:: Problem description ::
Consider the records below. How many of their lines include the word "good"? State the number and nothing else.

-------- Records provided

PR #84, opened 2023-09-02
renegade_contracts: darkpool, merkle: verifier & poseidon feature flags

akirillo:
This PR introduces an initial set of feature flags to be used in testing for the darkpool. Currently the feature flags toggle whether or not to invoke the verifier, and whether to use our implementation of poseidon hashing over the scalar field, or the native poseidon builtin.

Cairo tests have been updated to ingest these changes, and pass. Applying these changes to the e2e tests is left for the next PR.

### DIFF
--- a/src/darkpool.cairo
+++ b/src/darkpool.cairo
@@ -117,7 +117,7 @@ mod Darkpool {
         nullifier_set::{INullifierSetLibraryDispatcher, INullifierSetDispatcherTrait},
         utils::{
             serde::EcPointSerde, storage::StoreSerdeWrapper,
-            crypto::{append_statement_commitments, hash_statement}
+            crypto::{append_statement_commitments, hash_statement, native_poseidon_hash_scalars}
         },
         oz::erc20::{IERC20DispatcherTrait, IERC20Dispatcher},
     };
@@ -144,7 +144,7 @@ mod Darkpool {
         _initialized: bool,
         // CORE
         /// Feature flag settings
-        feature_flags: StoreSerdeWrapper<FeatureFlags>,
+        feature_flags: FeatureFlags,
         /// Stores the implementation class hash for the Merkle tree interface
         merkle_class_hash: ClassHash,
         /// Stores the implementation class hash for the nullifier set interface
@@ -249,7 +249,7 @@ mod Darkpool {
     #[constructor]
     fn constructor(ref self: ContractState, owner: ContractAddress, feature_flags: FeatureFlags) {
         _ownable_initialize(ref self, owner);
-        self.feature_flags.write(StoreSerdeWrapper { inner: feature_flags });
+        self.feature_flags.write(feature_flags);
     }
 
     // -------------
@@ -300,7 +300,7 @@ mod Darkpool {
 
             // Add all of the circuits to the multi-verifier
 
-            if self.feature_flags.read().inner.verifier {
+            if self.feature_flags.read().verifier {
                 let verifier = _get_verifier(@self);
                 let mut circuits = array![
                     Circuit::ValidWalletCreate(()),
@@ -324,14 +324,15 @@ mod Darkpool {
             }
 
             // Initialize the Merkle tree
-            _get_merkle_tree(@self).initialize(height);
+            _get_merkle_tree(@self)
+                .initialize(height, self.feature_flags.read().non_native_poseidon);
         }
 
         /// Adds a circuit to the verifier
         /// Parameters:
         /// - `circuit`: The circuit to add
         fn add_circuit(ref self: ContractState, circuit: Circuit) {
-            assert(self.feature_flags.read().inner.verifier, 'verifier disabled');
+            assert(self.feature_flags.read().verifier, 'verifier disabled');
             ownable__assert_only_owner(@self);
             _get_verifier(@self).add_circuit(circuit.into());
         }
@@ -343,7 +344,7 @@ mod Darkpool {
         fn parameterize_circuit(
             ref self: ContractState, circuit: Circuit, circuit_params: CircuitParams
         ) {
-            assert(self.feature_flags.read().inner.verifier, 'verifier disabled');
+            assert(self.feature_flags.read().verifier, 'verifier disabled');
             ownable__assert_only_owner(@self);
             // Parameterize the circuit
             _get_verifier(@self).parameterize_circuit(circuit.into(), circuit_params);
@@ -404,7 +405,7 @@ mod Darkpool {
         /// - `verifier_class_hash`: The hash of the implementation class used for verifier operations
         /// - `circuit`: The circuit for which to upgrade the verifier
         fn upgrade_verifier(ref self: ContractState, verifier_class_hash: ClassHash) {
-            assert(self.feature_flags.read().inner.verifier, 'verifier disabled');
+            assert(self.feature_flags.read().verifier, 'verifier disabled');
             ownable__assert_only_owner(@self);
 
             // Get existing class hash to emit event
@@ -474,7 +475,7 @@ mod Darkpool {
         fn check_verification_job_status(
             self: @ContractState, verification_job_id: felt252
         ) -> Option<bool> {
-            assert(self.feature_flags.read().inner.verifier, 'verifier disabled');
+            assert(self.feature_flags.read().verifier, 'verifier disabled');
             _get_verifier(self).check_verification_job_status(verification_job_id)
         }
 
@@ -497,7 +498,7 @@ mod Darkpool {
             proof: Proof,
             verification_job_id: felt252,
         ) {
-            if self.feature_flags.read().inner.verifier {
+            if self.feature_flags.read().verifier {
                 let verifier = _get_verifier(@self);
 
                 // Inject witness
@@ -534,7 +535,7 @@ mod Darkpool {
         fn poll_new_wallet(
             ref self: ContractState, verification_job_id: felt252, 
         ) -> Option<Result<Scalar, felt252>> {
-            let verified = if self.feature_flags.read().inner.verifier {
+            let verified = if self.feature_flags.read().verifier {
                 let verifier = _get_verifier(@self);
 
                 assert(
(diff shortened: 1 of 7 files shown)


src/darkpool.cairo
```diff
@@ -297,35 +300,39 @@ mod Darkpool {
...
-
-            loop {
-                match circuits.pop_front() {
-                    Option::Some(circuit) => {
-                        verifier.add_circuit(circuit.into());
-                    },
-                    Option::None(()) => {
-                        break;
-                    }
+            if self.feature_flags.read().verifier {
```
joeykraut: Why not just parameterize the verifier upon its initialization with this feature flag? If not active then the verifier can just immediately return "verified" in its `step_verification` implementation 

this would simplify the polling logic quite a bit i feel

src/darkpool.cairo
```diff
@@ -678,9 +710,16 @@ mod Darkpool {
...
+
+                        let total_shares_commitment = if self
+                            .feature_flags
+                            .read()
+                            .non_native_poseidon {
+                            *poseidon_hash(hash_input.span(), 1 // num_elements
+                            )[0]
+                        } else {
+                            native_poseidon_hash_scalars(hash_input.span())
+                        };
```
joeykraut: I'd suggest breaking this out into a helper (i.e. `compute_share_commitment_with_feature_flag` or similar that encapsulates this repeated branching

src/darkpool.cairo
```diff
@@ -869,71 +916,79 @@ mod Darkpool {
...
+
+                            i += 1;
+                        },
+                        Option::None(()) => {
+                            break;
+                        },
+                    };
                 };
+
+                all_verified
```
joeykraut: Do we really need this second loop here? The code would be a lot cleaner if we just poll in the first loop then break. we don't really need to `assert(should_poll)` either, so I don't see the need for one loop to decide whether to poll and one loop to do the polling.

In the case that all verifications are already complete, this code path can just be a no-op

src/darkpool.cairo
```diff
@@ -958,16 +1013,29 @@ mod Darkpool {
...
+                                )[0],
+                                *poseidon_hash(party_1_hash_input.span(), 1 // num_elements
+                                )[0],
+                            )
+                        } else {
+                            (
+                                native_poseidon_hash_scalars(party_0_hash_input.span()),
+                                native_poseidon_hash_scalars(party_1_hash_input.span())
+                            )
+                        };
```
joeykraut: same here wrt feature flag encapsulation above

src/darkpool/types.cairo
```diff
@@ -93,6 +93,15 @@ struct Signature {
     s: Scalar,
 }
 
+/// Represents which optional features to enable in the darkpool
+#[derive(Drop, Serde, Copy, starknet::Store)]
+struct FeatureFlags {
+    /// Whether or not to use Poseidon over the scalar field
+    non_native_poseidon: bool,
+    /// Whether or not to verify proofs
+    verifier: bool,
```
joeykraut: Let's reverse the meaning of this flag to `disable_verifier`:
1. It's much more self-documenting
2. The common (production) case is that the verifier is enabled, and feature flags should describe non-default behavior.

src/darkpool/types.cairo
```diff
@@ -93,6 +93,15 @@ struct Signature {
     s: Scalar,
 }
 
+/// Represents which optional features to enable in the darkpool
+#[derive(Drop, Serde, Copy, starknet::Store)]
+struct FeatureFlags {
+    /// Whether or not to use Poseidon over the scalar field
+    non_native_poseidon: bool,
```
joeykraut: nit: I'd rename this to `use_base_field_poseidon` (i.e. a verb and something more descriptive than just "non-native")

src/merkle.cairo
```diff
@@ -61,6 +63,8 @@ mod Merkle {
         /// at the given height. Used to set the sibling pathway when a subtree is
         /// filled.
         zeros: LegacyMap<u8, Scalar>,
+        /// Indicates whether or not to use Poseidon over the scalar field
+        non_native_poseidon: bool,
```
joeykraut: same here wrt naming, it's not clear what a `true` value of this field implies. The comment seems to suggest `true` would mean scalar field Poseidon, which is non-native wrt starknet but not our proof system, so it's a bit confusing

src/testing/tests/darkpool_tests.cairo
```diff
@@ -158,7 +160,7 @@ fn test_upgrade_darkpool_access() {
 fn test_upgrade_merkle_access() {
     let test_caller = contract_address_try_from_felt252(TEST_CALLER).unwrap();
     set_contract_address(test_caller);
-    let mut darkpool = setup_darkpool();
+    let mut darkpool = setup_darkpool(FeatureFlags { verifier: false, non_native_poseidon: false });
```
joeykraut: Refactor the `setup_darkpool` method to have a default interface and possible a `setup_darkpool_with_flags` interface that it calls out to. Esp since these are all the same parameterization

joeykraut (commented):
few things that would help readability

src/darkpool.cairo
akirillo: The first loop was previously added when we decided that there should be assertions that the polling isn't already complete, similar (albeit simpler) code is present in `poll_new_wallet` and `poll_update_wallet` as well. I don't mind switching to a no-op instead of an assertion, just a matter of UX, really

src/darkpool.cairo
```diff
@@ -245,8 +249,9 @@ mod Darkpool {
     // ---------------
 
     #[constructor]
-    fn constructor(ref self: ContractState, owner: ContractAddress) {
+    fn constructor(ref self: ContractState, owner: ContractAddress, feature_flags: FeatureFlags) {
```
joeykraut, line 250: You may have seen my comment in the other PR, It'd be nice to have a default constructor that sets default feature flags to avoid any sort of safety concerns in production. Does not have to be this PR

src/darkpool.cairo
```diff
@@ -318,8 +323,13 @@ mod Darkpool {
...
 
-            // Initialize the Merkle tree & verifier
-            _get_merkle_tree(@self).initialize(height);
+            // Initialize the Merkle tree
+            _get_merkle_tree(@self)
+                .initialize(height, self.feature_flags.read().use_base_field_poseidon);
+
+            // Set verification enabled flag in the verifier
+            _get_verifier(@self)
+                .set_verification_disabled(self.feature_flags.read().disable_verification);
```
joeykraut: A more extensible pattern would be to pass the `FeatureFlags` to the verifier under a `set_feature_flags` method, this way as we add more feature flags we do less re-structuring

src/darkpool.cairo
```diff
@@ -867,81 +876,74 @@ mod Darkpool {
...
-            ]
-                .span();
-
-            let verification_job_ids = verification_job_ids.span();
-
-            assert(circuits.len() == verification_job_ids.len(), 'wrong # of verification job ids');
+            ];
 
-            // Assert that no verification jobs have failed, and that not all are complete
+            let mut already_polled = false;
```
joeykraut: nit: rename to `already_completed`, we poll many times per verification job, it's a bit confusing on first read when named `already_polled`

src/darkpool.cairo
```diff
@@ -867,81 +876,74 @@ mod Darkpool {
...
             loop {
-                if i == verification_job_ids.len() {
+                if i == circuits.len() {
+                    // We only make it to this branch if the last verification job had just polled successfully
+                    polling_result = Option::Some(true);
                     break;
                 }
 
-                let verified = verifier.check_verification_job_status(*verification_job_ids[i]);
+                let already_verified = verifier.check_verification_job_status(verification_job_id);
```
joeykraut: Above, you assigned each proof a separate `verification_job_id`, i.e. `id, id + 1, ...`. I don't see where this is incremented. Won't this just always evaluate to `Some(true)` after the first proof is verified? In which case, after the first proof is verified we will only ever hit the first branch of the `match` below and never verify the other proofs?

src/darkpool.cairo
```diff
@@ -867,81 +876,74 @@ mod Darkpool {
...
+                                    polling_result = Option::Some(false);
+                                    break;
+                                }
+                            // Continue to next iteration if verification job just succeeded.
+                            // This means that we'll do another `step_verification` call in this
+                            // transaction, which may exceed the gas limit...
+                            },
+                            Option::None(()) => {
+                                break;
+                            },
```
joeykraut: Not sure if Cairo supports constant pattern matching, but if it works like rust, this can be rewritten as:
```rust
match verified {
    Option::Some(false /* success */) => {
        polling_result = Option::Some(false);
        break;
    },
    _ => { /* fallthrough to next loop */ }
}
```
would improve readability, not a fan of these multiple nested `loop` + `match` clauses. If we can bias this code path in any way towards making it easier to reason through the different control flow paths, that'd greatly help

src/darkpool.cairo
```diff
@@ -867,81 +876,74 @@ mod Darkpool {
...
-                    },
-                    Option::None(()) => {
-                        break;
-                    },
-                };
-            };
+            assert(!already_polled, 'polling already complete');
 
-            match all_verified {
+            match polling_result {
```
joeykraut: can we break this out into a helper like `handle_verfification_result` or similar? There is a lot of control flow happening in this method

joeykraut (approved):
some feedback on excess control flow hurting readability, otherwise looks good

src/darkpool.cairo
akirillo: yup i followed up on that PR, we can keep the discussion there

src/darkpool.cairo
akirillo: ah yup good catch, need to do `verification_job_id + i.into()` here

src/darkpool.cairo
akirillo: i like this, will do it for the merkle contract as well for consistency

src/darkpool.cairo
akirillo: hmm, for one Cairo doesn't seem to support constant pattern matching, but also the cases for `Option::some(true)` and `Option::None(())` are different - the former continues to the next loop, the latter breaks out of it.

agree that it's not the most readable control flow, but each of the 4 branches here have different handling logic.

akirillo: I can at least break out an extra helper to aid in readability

----------------

:: Answer to this exercise ::
2